In the world of IT solutions, compatibility is key. Kevin Pennington, executive vice president of HR for Fiserv Inc., realized this when he joined the information management and electronic-commerce systems provider and found it a complex enterprise of more than 70 component companies with proprietary products and a culture of competition. Achieving a balance between assimilation and recognition of the businesses that built Fiserv into a $4.5 billion company, Pennington introduced enterprise-wide values in 2009.
What was the Fiserv culture like before you implemented enterprise-wide values?
Kevin Pennington: We used to be an autonomous set of 77 companies made up of more than 150 acquisitions. The business units did what they needed to make a profit but didn’t care if they were competing with sister companies. Independence and self-reliance are some of our strengths, but were also hindering the way we worked together, so the challenge was to shift how we collaborated without losing those strengths. We began by refocusing our portfolio on financial services and technology, and dropping health care and insurance solutions. Then we took a cohesive approach to our company culture through a focus on new enterprise-wide values.
How did changes in your industry affect your decision to unify the companies?

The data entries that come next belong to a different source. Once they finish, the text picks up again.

PR #16098, opened 2019-08-01
Fix release notes table for TP features

bobcallaway:
The data in the table appears in incorrect columns due to an extraneous | in the adoc


kalexand-rh:
Thanks @bobcallaway! I built the docs locally and confirmed that the table does look right now. Merging.

PR #16110, opened 2019-08-02
Changing kebab to use png

vikram-redhat:
@openshift/team-documentation @openshift/team-aligned-docs - FYI.

SVG doesn't render correctly on the customer portal.


jboxman:
Does the integration not copy the SVG file?

vikram-redhat:
@jboxman it does, but the portal displays it as enormous rectangles instead.

PR #16123, opened 2019-08-05
BZ-1737533: Added warning to hostnetwork SCC

bergerhoffer:

### DIFF
--- a/modules/security-context-constraints-about.adoc
+++ b/modules/security-context-constraints-about.adoc
@@ -47,6 +47,13 @@ The cluster contains eight default SCCs:
 * `hostaccess`
 * `hostmount-anyuid`
 * `hostnetwork`
++
+[WARNING]
+====
+If additional workloads are run on master hosts, use caution when providing
+access to `hostnetwork`. A workload that runs `hostnetwork` on a master host is
+effectively root on the cluster and must be trusted accordingly.
+====
 * `node-exporter`
 * `nonroot`
 * `privileged`


bergerhoffer:
@ravisantoshgudimetla Can you please review? I rearranged the wording - please let me know if we need to adjust it. Thanks!

Preview:
https://bz-1722775--ocpdocs.netlify.com/openshift-enterprise/latest/authentication/managing-security-context-constraints.html#security-context-constraints-about_configuring-internal-oauth

mburke5678:
@bergerhoffer LGTM

bergerhoffer:
Thanks @mburke5678!

modules/security-context-constraints-about.adoc
```diff
@@ -47,6 +47,13 @@ The cluster contains eight default SCCs:
 * `hostaccess`
 * `hostmount-anyuid`
 * `hostnetwork`
++
+[WARNING]
+====
+Use caution when allowing workloads onto master nodes when the `hostnetwork` SCC
```
ravisantoshgudimetla: This looks good to me. Perhaps we can add that `master nodes have instance-based credentials` for clarification

/cc @derekwaynecarr

bergerhoffer: Thanks @ravisantoshgudimetla I tried to work that in, wdyt of option 1:

```
Use caution when allowing workloads onto master nodes when the `hostnetwork` SCC
is granted. The entire cluster can be compromised if some pods are allowed to
land onto nodes that have instance-based credentials, such as master nodes.
```

or option 2:

```
Use caution when allowing workloads onto master nodes, which have instance-based
credentials, when the `hostnetwork` SCC is granted. The entire cluster can be
compromised if some pods are allowed to land onto nodes that have instance-based
credentials.
```

ravisantoshgudimetla: I'd prefer option 1. We should also mention that `the future release of OpenShift container platform, will move away from instance based credentials`

bergerhoffer: Thanks @ravisantoshgudimetla, I've updated with option 1. 

As for moving away from instance-based credentials, I think it'd be best to just update the docs once we actually do move away from them, as opposed to mentioning that now, if that's okay.

ravisantoshgudimetla: I think we should state the intent clearly. I don't know if it's a standard practice to not talk about things happening in future. If yes, let me know.

bergerhoffer: Hi @ravisantoshgudimetla. Yes we do typically try to avoid mentioning future predictions in the docs. 

For all we know, that decision might change or get pushed out, and it can be a maintenance issue in the docs. I've consulted a few other writers and confirmed that this is the approach we normally take. Let me know if you have any other questions on this!

derekwaynecarr: I recommend the following:

`If additional workloads are run on control plane hosts, use caution when providing access to host network.  A workload that runs host network on a control plane host is effectively root on the cluster and must be trusted accordingly.`

I think this is the safest recommendation independent of underlying Iaas.

bergerhoffer: Thanks @derekwaynecarr! I've update the warning with this wording. Can you double check that it looks okay? CC @ravisantoshgudimetla too.

modules/security-context-constraints-about.adoc
```diff
@@ -47,6 +47,13 @@ The cluster contains eight default SCCs:
 * `hostaccess`
 * `hostmount-anyuid`
 * `hostnetwork`
++
+[WARNING]
+====
+If additional workloads are run on master hosts, use caution when providing
+access to `hostnetwork`. A workload that runs `hostnetwork` on a master host is
+effectively root on the cluster and must be trusted accordingly.
```
ravisantoshgudimetla: This LGTM
/lgtm
@derekwaynecarr mind doing final review?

Pennington: After 26 years of double-digit earnings per share growth, we owe our tradition of high performance to financial solutions, driven by an analysis of our markets and where clients needed us to be. They needed us to reduce costs and, since the crash in 2008, our clients have been under pressure to increase revenue. We shifted our business to align specifically to these market demands with integrated solutions that support the reinvention of the financial-services industry.
What guiding principles helped you develop the enterprise culture?

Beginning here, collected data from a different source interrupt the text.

PR #16124, opened 2019-08-05
Bug 1731177 adding procedural documentation for router sharding

bmcelvee:
https://bugzilla.redhat.com/show_bug.cgi?id=1731177

### DIFF
--- a/modules/nw-ingress-sharding-namespace-labels.adoc
+++ b/modules/nw-ingress-sharding-namespace-labels.adoc
@@ -1,0 +1,54 @@
+// Module included in the following assemblies:
+//
+// * configuring_ingress_cluster_traffic/configuring-ingress-cluster-traffic-ingress-controller.adoc
+// * ingress-operator.adoc
+
+[id="nw-ingress-sharding-namespace-labels_{context}"]
+= Configuring ingress controller sharding by using namespace labels
+
+Ingress Controller sharding by using namespace labels means that the Ingress
+Controller serves any route in any namespace that is selected by the namespace
+selector.
+
+Ingress Controller sharding is useful when balancing incoming traffic load among
+a set of Ingress Controllers and when isolating traffic to a specific Ingress
+Controller. For example, company A goes to one Ingress Controller and company B
+to another.
+
+.Procedure
+
+. Edit the `router-internal.yaml` file:
++
+----
+# cat router-internal.yaml
+apiVersion: v1
+items:
+- apiVersion: operator.openshift.io/v1
+  kind: IngressController
+  metadata:
+    name: sharded
+    namespace: openshift-ingress-operator
+  spec:
+    domain: <apps-sharded.basedomain.example.net>
+    nodePlacement:
+      nodeSelector:
+        matchLabels:
+          node-role.kubernetes.io/worker: ""
+    routeSelector:
+      matchLabels:
+        type: sharded
+  status: {}
+kind: List
+metadata:
+  resourceVersion: ""
+  selfLink: ""
+----
+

Pennington: We wanted to maintain a focus on the client and improving the experience of our clients’ customers experience. That starts with knowing the client’s business and what role Fiserv can play in improving performance. Finally, we wanted our leaders to drive the culture by demonstrating and expecting accountability, collaboration, courage, engagement, and execution.
What challenges did you have to overcome?
Pennington: Most of our people grew up in start-up or highly entrepreneurial environments that were very focused, self-contained businesses where they could talk to whomever they needed by walking down the hall. Now the organization has become more complicated because of the interdependency demanded by our clients. It’s a bit like an interstate highway system. When each company had its own infrastructure, or “highway,” it could design products to work on those channels. Unifying requires products and people to think, work, and act differently across businesses. Technology is helping us to speed that transition, but it’s an evolution, not a revolution, because the cost, complexity, and risk to do so are high. We also have to deal with those businesses we continue to acquire. It’s a little bit like fixing a flat while you’re going down the road. You have to transform the business without destroying your current strengths or affecting current performance.
What role did Globoforce play in the transition? How did its influence change employee recognition at Fiserv?
Pennington: Earlier this year we enhanced our recognition process. We had very few recognition programs that allowed peer-to-peer or peer-to-peers recognition, and nothing that allowed you to give an award to someone outside of your business. We created one inclusive, web-based recognition program that broadly promotes and acknowledges associate achievement of and commitment to all the Fiserv Values. With the establishment of this enterprise program, we promote recognition, equity, and consistency to help increase associate engagement and loyalty, which in turn enhances the company’s overall performance.
What systems have to be in place for a transition like this to be successful?
Pennington: From the top, leadership and governance have to drive engagement among employees. Objectives must be clear, from what you expect from your people to how they can achieve it. And there must be a focus on what differentiates the company and gives it a competitive advantage. For Fiserv, that’s the client experience.
Employees can only operate in an environment created by the top. We’re cultivating that environment through leadership training and development, coaching on a daily basis, and identifying and encouraging the behaviors we believe define a high-achieving team. Many of our employees have, for 25 years, been creating a financially vibrant business that they’re proud of. We wouldn’t be engaging them if we just treated everything they did to get us here as if it were wrong. We have to honor and respect their strengths and help people begin thinking about growth through deeper relationships with clients in addition to acquisition or new clients. We’re always looking to increase our market share, but people aren’t forming banks at the rate they once did, so the real opportunities for growth for us are with those clients we already have.
How would you advise other HR executives taking on a similar task of assimilating companies under a single culture?
Pennington: It’s a journey of successive phases, not an overnight transformation. You must find the strengths of your organization and leverage them for the future, keeping in mind they may need to be lived differently. Each business unit can maintain its own sources of uniqueness on the local level. What must be universal is the understanding of what practices and strategies will be beneficial to the company overall and a commitment to them by the component parts.